The answer is wonderfully explained at the book refactoring databases by Scott W. Ambler: get a private sandbox which includes the database too. If you manage to do so you’ll get rid of the database versioning hell.
Ok, but, if you’re used to directly make changes in the development database using the specific server GUI, how would you keep track of changes?
My recommendation here (and Ambler’s one, if you need to trust a real expert) is: keep your schema in DDL format! Yes, maybe it sounds too arcane for you, used to only delve into the rich SQL server user interfaces, but it will really help. Suppose your database is defined into a single (ok, or even more than one, it doesn’t really matter) file, then anyone making changes will register them in Plastic SCM, creating new versions of the files.
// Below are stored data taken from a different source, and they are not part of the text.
PR #838, opened 2026-06-22
feat(config): add alertDeduplication.bypass master switch

slashben:
## What

Adds `alertDeduplication.bypass` — a single, off-by-default config switch that disables all sensor-side alert suppression.

When `true`, config loading forces:
- `eventDedup.enabled=false` (no raw eBPF event deduplication)
- `ruleCooldown.ruleCooldownOnProfileFailure=false` (no per-signature rule cooldown)

so every rule firing is exported.

## Why

High-volume security-testing (DAST) scenarios need every alert to surface rather than being collapsed by deduplication/cooldown. This provides one clearly-scoped switch instead of toggling several low-level knobs.

## Notes
- Default `false` → no behavior change for existing deployments.
- Applied before `eventDedup.slotsExponent` validation, so an out-of-range exponent doesn't cause a spurious load error when bypass is on.
- Includes `pkg/config` unit tests and a feature doc.

## Summary by CodeRabbit

* **New Features**
  * Added `alertDeduplication.bypass` master switch (default `false`) to disable sensor-side alert suppression, ensuring all rule firings are exported.
  * Added `ruleCooldownDisabled` kill-switch for bypassing rule cooldown regardless of other cooldown settings.
* **Documentation**
  * Updated documentation to explain the bypass behavior, intent, and trade-offs (higher export volume/CPU).
* **Bug Fixes**
  * When bypass is enabled, related validation is skipped to prevent out-of-range values from failing config load.
* **Tests**
  * Added unit tests covering bypass behavior and bypass-related validation changes.

### DIFF
--- a/pkg/config/config.go
+++ b/pkg/config/config.go
@@ -248,7 +248,7 @@ func LoadConfigOptional(path string, errNotFound bool) (Config, error) {
 
 	if err := viper.ReadInConfig(); err != nil {
 		var notFound viper.ConfigFileNotFoundError
-		if !(errors.As(err, &notFound) && !errNotFound) {
+		if !errors.As(err, &notFound) || errNotFound {
 			return Config{}, err
 		}
 	}
--- a/pkg/config/config.go
+++ b/pkg/config/config.go
@@ -44,6 +44,13 @@ type EventDedupConfig struct {
 	SlotsExponent uint8 `mapstructure:"slotsExponent"`
 }
 
+// AlertDeduplicationConfig is a master switch that bypasses all sensor-side alert
+// deduplication and cooldown. Off by default; intended for high-volume
+// security-testing (DAST) use cases.
+type AlertDeduplicationConfig struct {
+	Bypass bool `mapstructure:"bypass"`
+}
+
 type Config struct {
 	BlockEvents                    bool                                 `mapstructure:"blockEvents"`
 	CelConfigCache                 cache.FunctionCacheConfig            `mapstructure:"celConfigCache"`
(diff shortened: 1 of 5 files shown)


slashben:
Helm chart wiring that exposes this config value: kubescape/helm-charts#864

pkg/config/config.go
```diff
@@ -256,6 +265,14 @@ func LoadConfigOptional(path string, errNotFound bool) (Config, error) {
 			config.SeccompProfileBackend, SeccompBackendStorage, SeccompBackendCRD)
 	}
 
+	// High-volume security testing (DAST): a single master switch that bypasses ALL sensor-side suppression.
```
matthyx, line 269: **"Bypasses ALL sensor-side suppression" is overstated — host FIM dedup is not covered.**

This switch disables eBPF event dedup and rule cooldown, but the host FIM sensor has its own independent dedup that this block does not touch: `fimConfig.dedupConfig.dedupEnabled` -> `pkg/hostfimsensor/v1/dedup_cache.go`, gated at `fimsensor_periodic.go:61` and `fimsensor_fanotify.go:78`. If a DAST run exercises file-integrity monitoring, those events still get deduplicated despite `bypass=true`.

Please either:
- (a) extend this block to also force `config.FIMConfig...DedupConfig.DedupEnabled = false`, or
- (b) narrow the wording here, in the PR description, and in `docs/features/alert-deduplication-bypass.md` to "eBPF event dedup and rule cooldown".

(FYI `pkg/cooldownqueue` is only used by the k8s `dynamicwatcher`, not an alert path, so it's correctly out of scope.)

pkg/config/config.go
```diff
@@ -256,6 +265,14 @@ func LoadConfigOptional(path string, errNotFound bool) (Config, error) {
...
+	// It forces the existing event-dedup and rule-cooldown switches off, so the
+	// downstream code paths (container watcher, rule manager) need no changes.
+	if config.AlertDeduplication.Bypass {
+		config.EventDedup.Enabled = false
+		config.RuleCoolDown.OnProfileFailure = false
```
matthyx: **Fragile coupling: the bypass disables rule cooldown via a flag marked deprecated.**

`config.RuleCoolDown.OnProfileFailure = false` works today only because `ShouldCooldown` early-returns `false` when this flag is off (`pkg/rulemanager/rulecooldown/rulecooldown.go:38`). But that field is explicitly marked deprecated (`viper.SetDefault("ruleCooldown::ruleCooldownOnProfileFailure", true) // NOTE: this is deprecated.`), and its name no longer reflects that it's the de-facto master enable gate for cooldown.

If anyone later removes or repurposes `OnProfileFailure`, this bypass silently stops disabling cooldown — and no test would catch it, because the tests assert the *field value*, not actual cooldown behavior.

Suggest either introducing a proper `Enabled` field for rule cooldown and toggling that here, or at minimum adding a comment at `rulecooldown.go:38` noting `OnProfileFailure` is the master switch this bypass depends on.

PR #839, opened 2026-06-23
fix: correct IgnoreRuleBindings handling for container monitoring

matthyx:
## What

Corrects how `IgnoreRuleBindings` is handled across container monitoring and the rule-binding cache.

### Background / root cause
In `IgnoreRuleBindings` mode every pod is evaluated against the full rule set, so `ruleManagedPods` is never populated (it is only fed from binding notifications). When a container's ApplicationProfile reaches end-of-life, the EOL-driven `unregisterContainer` tore down monitoring — detection silently stopped after learning completed. Validated on a live cluster (chart sets `IGNORERULEBINDINGS=true`; with no binding, attack-suite containers were unregistered at profile-EOL and a command-injection produced zero detections).

### The fix
The original one-line fix short-circuited the **entire** `unregisterContainer`, which also disabled removal of explicitly *ignored* containers (excludeNamespaces/labels, e.g. kube-system) and cleanup of learning-complete containers when runtime detection is off. This PR scopes the behavior correctly:

- **`unregisterContainer`** — the `IgnoreRuleBindings` early-return is placed *inside* the `EnableRuntimeDetection` block (the actual buggy decision), treating every pod as rule-managed so the container keeps being monitored. The real removal is extracted into `removeContainer`.
- **`containerCallback`** — ignored containers now call `removeContainer` directly, so they are always dropped regardless of rule bindings / runtime detection.

### Stop wasted rule-binding work when bindings are ignored
- **`resourcesToWatch`** no longer watches `RuntimeAlertRuleBinding` objects (RBCache is the sole watcher), which also removes the misleading `RBCache - refreshed rule bindings rules` log.
- **`RefreshRuleBindingsRules`** skips the per-binding rule rebuild but **still notifies consumers**, so `RuleManager` keeps recompiling the profile projection spec on `Rule` CRD changes.
- **RBCache handlers** skip pod→binding bookkeeping (`addPod`/`deletePod`) since it is never read in this mode.

## Tests
- `TestUnregisterContainer`: new case keeping a container in `ignoreRuleBindings` mode with no matching binding (fails on `main`, passes here).
- `TestResourcesToWatch`: new case asserting rule bindings are not watched when ignored.
- `go build ./...` clean; `pkg/rulebindingmanager/...`, `pkg/rulemanager`, `pkg/containerwatcher/v2` green.

## Docs
- `docs/CONFIGURATION.md` — expanded the `ignoreRuleBindings` entry to describe the now-explicit behavior.

## Follow-up (not in this PR)
Component-test blind spot: the test chart ships an unconditional `all-rules-all-pods` binding, so `ruleManagedPods` is always populated and the bug is masked. A component-test variant with `ignoreRuleBindings=true` and **no** binding would close the gap.

### DIFF
--- a/pkg/containerwatcher/v2/containercallback.go
+++ b/pkg/containerwatcher/v2/containercallback.go
@@ -31,7 +31,8 @@ func (cw *ContainerWatcher) containerCallback(notif containercollection.PubSubEv
 			helpers.String("containerID", notif.Container.Runtime.ContainerID))
 		// avoid loops when the container is being removed
 		if notif.Type == containercollection.EventTypeAddContainer {
-			cw.unregisterContainer(notif.Container)
+			// ignored containers must be dropped regardless of rule bindings / runtime detection
+			cw.removeContainer(notif.Container)
 		}
 		return
 	}
@@ -196,6 +197,15 @@ func (cw *ContainerWatcher) unregisterContainer(container *containercollection.C
 	// 1. Runtime detection is disabled, OR
 	// 2. Rule bindings have been initialized AND this pod is not in ruleManagedPods
 	if cw.cfg.EnableRuntimeDetection {
+		// When rule bindings are ignored, every pod is effectively rule-managed
+		// (all rules apply to all pods), so the container must keep being monitored.
+		if cw.cfg.IgnoreRuleBindings {
+			logger.L().Debug("ContainerWatcher - container should still be monitored for runtime detection (rule bindings ignored)",
+				helpers.String("container ID", container.Runtime.ContainerID),
+				helpers.String("namespace", container.K8s.Namespace), helpers.String("PodName", container.K8s.PodName), helpers.String("ContainerName", container.K8s.ContainerName),
+			)
+			return
+		}
 		// If the pod is currently in ruleManagedPods, it should still be monitored
 		if cw.ruleManagedPods.Contains(k8sPodID) {
 			logger.L().Debug("ContainerWatcher - container should still be monitored for runtime detection (in ruleManagedPods)",
@@ -217,6 +227,13 @@ func (cw *ContainerWatcher) unregisterContainer(container *containercollection.C
 		// meaning rule bindings exist but don't apply to this pod - proceed with unregistration
 	}
 
+	cw.removeContainer(container)
+}
+
+// removeContainer removes a container from monitoring unconditionally, releasing
+// its collection entry and shared cache data. Use this when the container must be
+// dropped regardless of rule bindings or runtime detection (e.g. ignored containers).
+func (cw *ContainerWatcher) removeContainer(container *containercollection.Container) {
 	logger.L().Debug("ContainerWatcher - stopping to monitor on container", helpers.String("container ID", container.Runtime.ContainerID), helpers.String("namespace", container.K8s.Namespace), helpers.String("PodName", container.K8s.PodName), helpers.String("ContainerName", container.K8s.ContainerName))
 
 	cw.containerCollection.RemoveContainer(container.Runtime.ContainerID)
--- a/docs/CONFIGURATION.md
+++ b/docs/CONFIGURATION.md
@@ -160,7 +160,7 @@ correlation is an upgrade, not a dependency.
 | `fullPathTracingEnabled` | bool | `true` | Include full executable paths |
 | `enableEmbeddedSBOMs` | bool | `false` | Use embedded SBOMs from images |
 | `partialProfileGenerationEnabled` | bool | `true` | Allow partial profile generation |
-| `ignoreRuleBindings` | bool | `false` | Apply all rules regardless of bindings |
+| `ignoreRuleBindings` | bool | `false` | Apply all rules to all pods regardless of bindings. When enabled, RuntimeAlertRuleBinding objects are not watched, every monitored container is kept for runtime detection, and per-pod binding bookkeeping is skipped (rules are resolved directly from the rule creator). |
 
 ### Timing & Performance
 
--- a/pkg/containerwatcher/v2/container_watcher_private_test.go
+++ b/pkg/containerwatcher/v2/container_watcher_private_test.go
@@ -133,6 +133,7 @@ func TestUnregisterContainer(t *testing.T) {
 		expectedContainers      []string
 		enableRuntimeDetection  bool
 		ruleBindingsInitialized bool
+		ignoreRuleBindings      bool
 	}{
 		{
 			name:                    "Test unregister container with runtime detection enabled and bindings initialized",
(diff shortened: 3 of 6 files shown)


slashben (commented):
Confirmed this fixes the bug. Root cause: in `IgnoreRuleBindings` mode `ruleManagedPods` is never populated (it's only fed from binding notifications), so when a container's ApplicationProfile reaches end-of-life the EOL-driven `unregisterContainer` tears down monitoring — detection silently stops after learning completes. Returning early when the flag is set keeps the container monitored. On the production config (`EnableRuntimeDetection=true`) this behaves the same as a guard placed inside the runtime-detection branch.

A few comments:

**1. (Should-fix) Add a regression test.** This is a *silent-failure* bug — detection just stops, no error — so it's exactly the kind that regresses unnoticed. The existing `TestUnregisterContainer` table covers it with one case (add an `ignoreRuleBindings` field to the table struct + wire it into the `config.Config{...}`):

```go
{
    name:                    "Keep container in ignoreRuleBindings mode with no matching binding",
    unregisterContainer:     "container1",
    unregisterContainersPod: "pod1",
    podToContainers:         map[string][]string{"pod1": {"container1"}, "pod2": {"container2"}},
    preRuleManagedPods:      []string{},                           // empty: no bindings
    expectedContainers:      []string{"container1", "container2"}, // both kept
    enableRuntimeDetection:  true,
    ruleBindingsInitialized: true,
    ignoreRuleBindings:      true,
},
```

Fails on `main`, passes with this fix.

**2. (Nit) Add a one-line comment.** A bare `if cw.cfg.IgnoreRuleBindings { return }` doesn't tell the next reader why — one sentence ("in this mode every pod is evaluated against all rules, so `ruleManagedPods` stays empty and a container must never be unregistered for lacking a binding") would help.

**3. (Question, not a blocker) Effect on the excluded-namespace path.** `unregisterContainer` is also called from the `IgnoreContainer` branch in `containercallback.go` (the excludeNamespaces/labels cleanup for kube-system, kubescape, the agent itself). With this early-return, in `IgnoreRuleBindings` mode those ignored containers are no longer explicitly removed from the container collection. Likely benign — the monitoring callbacks are already skipped for ignored containers — but since armo mode runs with `IgnoreRuleBindings=true` in production, worth confirming excluded namespaces don't start lingering/monitored. If there's any doubt, scoping the guard inside the `if cw.cfg.EnableRuntimeDetection` block confines it to the actual buggy decision.

Net: LGTM with the test added; #2/#3 are polish.

Validated end-to-end on a live cluster (chart sets `IGNORERULEBINDINGS=true`; with no binding, attack-suite containers were unregistered at profile-EOL and a command-injection produced zero detections; restoring monitoring brought the alerts back).

pkg/containerwatcher/v2/containercallback.go
```diff
@@ -187,6 +187,9 @@ func (cw *ContainerWatcher) getSharedWatchedContainerData(container *containerco
 
 // unregisterContainer unregisters a container from monitoring
 func (cw *ContainerWatcher) unregisterContainer(container *containercollection.Container) {
+	if cw.cfg.IgnoreRuleBindings {
+		return
+	}
```
slashben: (nit) Worth a sentence on *why* this early return exists, so the next reader does not have to reverse-engineer the `ruleManagedPods` interaction:

```suggestion
	// In ignoreRuleBindings mode every pod is evaluated against the full rule set
	// regardless of RuntimeRuleAlertBindings, so ruleManagedPods stays empty; without
	// this guard a container is unregistered at profile end-of-life even though it
	// must remain monitored.
	if cw.cfg.IgnoreRuleBindings {
		return
	}
```

slashben: (should-fix) Add a regression test — this is a silent-failure path (detection just stops, no error), so it's easy to regress. The existing `TestUnregisterContainer` table in `container_watcher_private_test.go` covers it with one case (add an `ignoreRuleBindings bool` field to the table struct and pass it into the `config.Config{...}`):

```go
{
    name:                    "Keep container in ignoreRuleBindings mode with no matching binding",
    unregisterContainer:     "container1",
    unregisterContainersPod: "pod1",
    podToContainers:         map[string][]string{"pod1": {"container1"}, "pod2": {"container2"}},
    preRuleManagedPods:      []string{},                           // empty: no bindings
    expectedContainers:      []string{"container1", "container2"}, // both kept
    enableRuntimeDetection:  true,
    ruleBindingsInitialized: true,
    ignoreRuleBindings:      true,
},
```

Fails on `main`, passes with this fix. (Suggestion can't be one-click here since the test file isn't in this PR's diff.)

slashben:
### Why CI didn't catch this (component-test blind spot)

`Test_18_LearningMode` actually exercises the exact failure window — it execs `wget open.stealth.si` *after* the ApplicationProfile completes and asserts the alert fires (`tests/node-agent/component_test.go:1632`). So the gap isn't missing coverage of the scenario; it's the test **chart config**.

The component-test chart sets two things together:
- `tests/node-agent/chart/templates/node-agent/configmap.yaml:40` → `"ignoreRuleBindings": true` (same as prod)
- `tests/node-agent/chart/templates/node-agent/default-rule-binding.yaml` → an **unconditional** `all-rules-all-pods` `RuntimeRuleAlertBinding` (no `installDefault` gate — always rendered)

This bug only triggers with **`ignoreRuleBindings=true` AND no matching binding** (empty `ruleManagedPods`). Because the test always ships the binding, every pod lands in `ruleManagedPods` and `unregisterContainer` returns at the **first** guard (`ruleManagedPods.Contains`) — the buggy "bindings initialized + pod not managed" branch is never reached. So Test 18 stays green.

| | `ignoreRuleBindings` | default binding | `ruleManagedPods` | result |
|---|---|---|---|---|
| Component-test chart | `true` | always created | populated | bug masked → green |
| Prod armosec chart (default) | `true` | gated behind `alertCRD.installDefault=false` → none | empty | **bug triggers** |

CI runs the one config where the binding hides the bug; the shipped chart default runs the one config where it bites.

**Suggested coverage:** a component-test variant with `ignoreRuleBindings=true` and **no** `RuntimeRuleAlertBinding`, asserting a pod still alerts after its profile completes. (The unit-test case suggested above covers it at the `unregisterContainer` level; this would close the component-level gap.)

pkg/containerwatcher/v2/containercallback.go
matthyx: Addressed: the guard was relocated inside the `EnableRuntimeDetection` block and carries an explanatory comment — "When rule bindings are ignored, every pod is effectively rule-managed (all rules apply to all pods), so the container must keep being monitored."

matthyx: Done — added the `ignoreRuleBindings bool` field to the `TestUnregisterContainer` table plus the regression case ("Test keep container when rule bindings are ignored"), wired into `config.Config{...}`.

matthyx:
Thanks @slashben — addressed your review:

**#3 (excluded-namespace path / scope concern):** Confirmed real, and fixed exactly as you suggested. The `IgnoreRuleBindings` early-return is now scoped **inside** the `EnableRuntimeDetection` block, so it only governs the actual buggy decision. The `IgnoreContainer` (excludeNamespaces/labels) cleanup path no longer routes through that logic at all — it calls a new `removeContainer` helper directly, so ignored containers are always dropped regardless of `IgnoreRuleBindings`. No lingering/monitored excluded namespaces in armo mode.

**#1/#2 (regression test + comment):** done (replied inline).

While in here I also stopped the now-dead rule-binding work in this mode: RBCache no longer watches `RuntimeAlertRuleBinding` (removing the misleading `refreshed rule bindings rules` log), `RefreshRuleBindingsRules` skips the per-binding rebuild but still notifies so `RuleManager` keeps recompiling the projection spec, and pod→binding bookkeeping is skipped.

**CI blind spot:** great catch — left as a noted follow-up in the PR description (component-test variant with `ignoreRuleBindings=true` and no binding). Happy to add it here or in a separate PR, your call.

slashben (approved):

Then merging those changes (add a new field, create a key, drop a table, whatever) will be just a matter of merging regular text files, and Plastic excels here!
Ok, but... how do I manage to set up the developer’s workspaces then? Well, my recommendation would be:
Well - I hear you saying –but then I’d only test with a minimal set of data... this will lead to performance problems. Yeah! You’re right! So, don’t get rid of your “old” central development server. Use it to run integration tests on top of real sets of data, highlighting possible performance bottlenecks. The new environment will be a combination of isolation and shared resources: the right balance between them will help you working better, a wrong one will, obviously, lead to problems.
Still– you complain – weren’t we supposed to move towards a more agile and decentralized development method? Now we need some way to update this central server, before it was done by each of the developers. Yes, but “before” your team were loosing time trying to figure out what was happening each time (or at least often) a change was made on the database. Now you just have to update this server when a new release (an internal one, not necessarily a customer milestone at all) is created. And you can use the same system your software uses in production to upgrade databases:
Ok, I’ll do that but, how will my software know the source and target versions? – you ask.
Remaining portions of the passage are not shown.